Representing a systems development lifecycle, the classic V-model may have served well in the past, but when it comes to agility in modern digitalisation, it is reaching its limits. Looking for a more suitable basis of model-based systems engineering (MBSE), work package 8 co-leader Vahid Salehi proposes a new approach. The concept in question is MAGIC, created by Salehi, head of the EDMS institute in Munich, Germany.
The short name stands for Munich Agile Concept for MBSE. “Compared to the V-model with its lack of functions for a smooth transition, MAGIC is more like a self-learning and adaptive system including AI algorithms,” Salehi says. “As part of the research activities in WP8 Automation and Digitisation Pilot Lines and Test Beds, it is a milestone for Productive4.0.”
Apart from the project, Salehi also initiated meetings and a round table with other industrial partners where his new approach tackled crucial aspects. “Taking a closer look at MBSE from different perspectives, the current approach based on the V-model showed enormous weaknesses. As to methods and processes, the interpretations do not take into account the agile concept, production and test phases as well as the usage and service level. And it is not possible to follow and examine the requirement defined in the first stage in the following steps of the model. Furthermore, there are challenges like inconsistencies, lack of transparency and others”.
With MAGIC instead, model-based engineering reveals to be a promising approach for transparent, end-to-end system development when it comes to mastering the complexity of development processes. “MAGIC, which is derived from the agile method and form of the DevOps infinity loop model, consists of a total of six levels,” Salehi says. Since it deals with electronics, mechatronics and software, he prefers to explain the individual steps by the example of a robotic vehicle. “Imagine we wanted to construct something like an EDMS Rover, we would follow the same six levels”.
Six MAGIC steps to create a rover
System goal/requirement would cover the categories electronic, mechatronic, software-related and higher-level. Accordingly, batteries, control units or solar modules are needed, and then an electric engine or servo motor, followed by embedded systems and mobile applications. In addition, the higher-level requirement must contain all points to be considered first for the entire project.
On the functional level, we have movement, energy transformation and signal transformation. The function Rover Movement, for instance, will meet the higher-level requirement “Movement” with the detailed description: Rover must have drive mode, climbing mode, chain drive. This function in turn, will integrate the driving control with height change function, initialization function, steering function and speed control. Since the introduction of the solar panel is one of the requirements, we must include “photonic to electrical energy” under “energy conversion” at the functional level of the system.
In system architecture – structural we create a tree structure to capture each individual component of the Rover and its relationship to other system components. In this case we design the vehicle from the four main parts body, autonomous system, chassis, electrics/electronics. The system logic level should also include an auxiliary machine to demonstrate the different modes and levels of the Rover. Once being started, it would wait for various signals from the operator.

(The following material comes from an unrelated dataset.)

PR #404, opened 2024-06-29
Explain what is needed to delegate a subdomain to another zone

pimlie:
In the DNS Challenge chapter it is said that _This can be used to delegate the \_acme-challenge subdomain to another zone_, but it is not further explained _how_ you can configure that.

On the verification and validation level different types of simulations are required. Simulations for safety, component testing, functional testing and the calculation of physical values are the most important factors to be verified and validated. Simulation tools like Matlab Simulink can be helpful, for instance when simulating locomotion with its various modes.
System production/additive production/ test stage. Manufacturing goes directly to the core of the supply chain, from the procurement of raw materials to the delivery of finished products to customers. With increasingly complex production and logistics, outsourced activities and suppliers and target groups all over the globe, the use of a 3D printer is recommended. After setting up the configuration and parameters, the designed CAD model would be sent to the printer. Team production, simulation and test development are included.
For System use/service level the real IoT scenario (Internet of Things) is taken into account. Installed sensors record the environment and store the data in the data logger which would be compact, battery operated, portable and equipped with a microprocessor, internal memory for data storage and sensors. In this phase the team “Electronics” and the team “Software” is included. The entire process is just one of the application examples of the Rover. Depending on requirements and conditions, more usage possibilities and services could be offered.
Hands-on self learning robot
As logic and obvious the concept may appear, in detail it meets highly complex processes. While the Rover development was presented to check the feasibility of this approach, EDMS translated the MAGIC model into a hands-on robot, integrating artificial intelligence (AI).
Comprising the four elements system design, module control, neural network training and application validation, the institute created a development framework which supports MAGIC with an AI tool chain. The focus is to integrate reinforcement learning in AI. The Reinforcement Learning Lifecycle enables the development of robot behaviour in a process flow. With MAGIC the machine is able to learn specific tasks independently.